─── RECORDS FOR THE TASK ───
PR #3117, opened 2025-09-09
Fix GetExtensions to infer minimal Extensions

kevin-dp:
Fixes the issue with the transformer which is blocking CI due to failing typecheck.

The problem was that the `GetExtensions` type was inferring types that aren't extensions:
```ts
GetExtensions<{
  id: number
  name: string
  org_id: number
}>
```
The snippet above was being resolved to `string | number` instead of `never`. That was wrong because `string` and `number` are built-in types so they don't count as extensions. Since this object type has no extensions it should return `never`.

Fixed that by changing the `GetExtensions` type to explicitly check whether the type extends the base `Row` type. If that's the case, then there are no extensions and we just return `never`. Otherwise, we infer the extensions.

### DIFF
--- a/.changeset/spotty-oranges-pretend.md
+++ b/.changeset/spotty-oranges-pretend.md
@@ -1,5 +1,0 @@
----
-"@electric-sql/client": patch
----
-
-Fix problem with types of transformer due to a problem with the GetExtensions type.
--- a/.changeset/spotty-oranges-pretend.md
+++ b/.changeset/spotty-oranges-pretend.md
@@ -1,0 +1,5 @@
+---
+"@electric-sql/client": patch
+---
+
+Fix problem with types of transformer due to a problem with the GetExtensions type.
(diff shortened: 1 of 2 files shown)


.changeset/spotty-oranges-pretend.md
```diff
@@ -0,0 +1,5 @@
+---
+"@electric-sql/client": patch
+---
+
+Fix problem with types of transformer due to a problem with the GetExtensions type.
```
msfstef: nit we can probably remove the changeset since this is amending the issue introduced by an existing changeset

msfstef (approved):

.changeset/spotty-oranges-pretend.md
kevin-dp: Don't we want this changeset such that from the release notes it is clear that this issue is fixed in this release? Or we didn't release yet?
───
▶ [ACTIVITY]:
All lines from the listing above that include "string" should be shown.

▶ [ANSWER BOX]:
  name: string
The snippet above was being resolved to `string | number` instead of `never`. That was wrong because `string` and `number` are built-in types so they don't count as extensions. Since this object type has no extensions it should return `never`.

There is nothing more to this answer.